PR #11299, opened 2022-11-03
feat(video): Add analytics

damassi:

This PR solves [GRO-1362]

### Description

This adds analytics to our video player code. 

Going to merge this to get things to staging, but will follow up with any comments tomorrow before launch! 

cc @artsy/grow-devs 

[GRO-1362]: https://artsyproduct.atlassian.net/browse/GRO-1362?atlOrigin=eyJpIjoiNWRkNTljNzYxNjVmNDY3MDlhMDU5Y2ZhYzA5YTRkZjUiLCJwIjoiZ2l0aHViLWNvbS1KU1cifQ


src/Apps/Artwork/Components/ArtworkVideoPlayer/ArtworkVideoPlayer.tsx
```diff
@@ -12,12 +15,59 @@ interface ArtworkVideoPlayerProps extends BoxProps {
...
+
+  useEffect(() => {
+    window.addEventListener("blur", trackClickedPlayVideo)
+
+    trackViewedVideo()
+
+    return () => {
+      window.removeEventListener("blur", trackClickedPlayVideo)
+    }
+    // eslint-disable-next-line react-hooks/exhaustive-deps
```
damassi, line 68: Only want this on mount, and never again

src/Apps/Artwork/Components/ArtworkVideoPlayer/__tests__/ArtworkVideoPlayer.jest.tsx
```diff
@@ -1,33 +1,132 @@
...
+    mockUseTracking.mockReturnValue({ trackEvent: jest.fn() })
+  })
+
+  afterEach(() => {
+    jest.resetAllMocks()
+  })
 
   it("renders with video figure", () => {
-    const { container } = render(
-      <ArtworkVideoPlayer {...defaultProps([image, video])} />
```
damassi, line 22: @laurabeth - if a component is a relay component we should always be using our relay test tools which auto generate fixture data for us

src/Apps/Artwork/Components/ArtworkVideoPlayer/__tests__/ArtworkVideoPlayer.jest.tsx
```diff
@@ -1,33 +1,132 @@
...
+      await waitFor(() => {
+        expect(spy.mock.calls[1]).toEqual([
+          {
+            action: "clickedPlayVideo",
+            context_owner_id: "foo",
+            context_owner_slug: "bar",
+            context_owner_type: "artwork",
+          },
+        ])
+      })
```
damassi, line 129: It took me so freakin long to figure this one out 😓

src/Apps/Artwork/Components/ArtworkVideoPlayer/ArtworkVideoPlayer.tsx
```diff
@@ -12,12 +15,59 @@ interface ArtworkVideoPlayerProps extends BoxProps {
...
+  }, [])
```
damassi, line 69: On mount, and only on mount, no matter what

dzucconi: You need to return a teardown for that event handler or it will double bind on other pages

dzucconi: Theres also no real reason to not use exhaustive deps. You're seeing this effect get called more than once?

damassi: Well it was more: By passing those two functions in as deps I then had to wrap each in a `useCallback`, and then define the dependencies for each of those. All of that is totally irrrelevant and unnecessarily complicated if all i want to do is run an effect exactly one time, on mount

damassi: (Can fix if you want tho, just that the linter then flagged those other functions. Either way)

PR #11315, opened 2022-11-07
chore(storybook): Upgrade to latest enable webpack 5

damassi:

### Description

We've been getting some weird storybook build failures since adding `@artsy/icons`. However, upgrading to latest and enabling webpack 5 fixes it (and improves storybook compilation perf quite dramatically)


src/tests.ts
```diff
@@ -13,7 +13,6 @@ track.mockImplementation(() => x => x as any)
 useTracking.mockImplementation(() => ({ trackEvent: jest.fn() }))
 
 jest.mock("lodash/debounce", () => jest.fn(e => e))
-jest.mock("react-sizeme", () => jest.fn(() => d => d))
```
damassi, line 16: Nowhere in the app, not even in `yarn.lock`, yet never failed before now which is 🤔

▶ **Task brief**
Only lines containing the word "which" should appear in the answer, and every such line from the records above must be there.

▶ **Finished exercise**
damassi, line 22: @laurabeth - if a component is a relay component we should always be using our relay test tools which auto generate fixture data for us
damassi, line 16: Nowhere in the app, not even in `yarn.lock`, yet never failed before now which is 🤔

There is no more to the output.